"docker" or "log" input/prospector for Docker JSON logs?


#1

We currently use the "logs" prospector to collect JSON logs that Docker outputs. I just recently noticed there is now a native "docker" input [1]. What are the benefits of using this over the "logs" prospector?

[1] https://www.elastic.co/guide/en/beats/filebeat/master/filebeat-input-docker.html


(ruflin) #2

The main advantage if the docker prospector over the log prospector is that it already works out of the box and the settings to make the log prospector work with the docker files are already set.

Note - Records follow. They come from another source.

PR #30, opened 2016-10-03
Fix Pipeline bat stuck on Windows

philippe-granet:
Problem describe here :
https://issues.jenkins-ci.org/browse/JENKINS-33164?focusedCommentId=259083&page=com.atlassian.jira.plugin.system.issuetabpanels:comment-tabpanel#comment-259083
On Windows, when master or node is killed, batch is also killed. And
when they are restarted, pipeline hang wainting jenkins-log.txt
indefinitely

### DIFF
--- a/src/main/java/org/jenkinsci/plugins/durabletask/WindowsBatchScript.java
+++ b/src/main/java/org/jenkinsci/plugins/durabletask/WindowsBatchScript.java
@@ -101,6 +101,39 @@ public final class WindowsBatchScript extends FileMonitoringTask {
         public FilePath getBatchFile2(FilePath ws) throws IOException, InterruptedException {
             return controlDir(ws).child("jenkins-main.bat");
         }
+        
+        @Override
+        public Integer exitStatus(FilePath workspace, Launcher launcher) throws IOException, InterruptedException {
+        	Integer exitStatus = super.exitStatus(workspace, launcher);
+        	if (exitStatus != null) {
+        		return exitStatus;
+        	}
+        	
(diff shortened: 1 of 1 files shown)


src/main/java/org/jenkinsci/plugins/durabletask/WindowsBatchScript.java
```diff
@@ -1,116 +1,149 @@
...
-
-        @Override public String getDisplayName() {
-            return Messages.WindowsBatchScript_windows_batch();
-        }
-
-    }
-
-}
+/*
+ * The MIT License
```
jglick: Please create minimal diffs. In particular do not introduce carriage returns into repository sources.

src/main/java/org/jenkinsci/plugins/durabletask/WindowsBatchScript.java
```diff
@@ -1,116 +1,149 @@
...
+        	if (exitStatus != null) {
+        		return exitStatus;
+        	}
+        	
+        	// Log file is locked during batch execution
+        	FilePath logFile = getLogFile(workspace);
+        	try{
+    			if(logFile.exists()){
+    				// try to write to log file
+        			// if we can, batch is ended, otherwhise an exception is thrown
```
jglick: And what if the workspace is on a network filesystem without mandatory lock support? Seems inherently unreliable.

jglick:
Does this purport to fix [JENKINS-25053](https://issues.jenkins-ci.org/browse/JENKINS-25053)?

An other advantage is that it allows us to make docker specific tweaks to it on the code side. A good example that happened recently is the detection of the multiline events in the docker log (coming from docker). As this is something we do on the code side and is specific to docker logs, it will only be in the docker prospector. So in general if you consume docker logs, I would recommend to use the docker prospector.


#3

The "docker" prospector is not yet available (in 6.2.4), correct? If not - do you have any idea when it will be released?


(ruflin) #4

The docker prospector should already be in 6.2: https://www.elastic.co/guide/en/beats/filebeat/current/configuration-filebeat-options.html Some of the features mentioned above like mutiline are not in 6.2 yet.


#5

The docker "input" [1] is not available in 6.2.4, though, correct? Are "inputs" just a terminology change from "prospectors"?

[1] https://www.elastic.co/guide/en/beats/filebeat/master/filebeat-input-docker.html


(ruflin) #6

Yes, input is just a termonology change. In the config you can still use both.


(system) #7

This topic was automatically closed 28 days after the last reply. New replies are no longer allowed.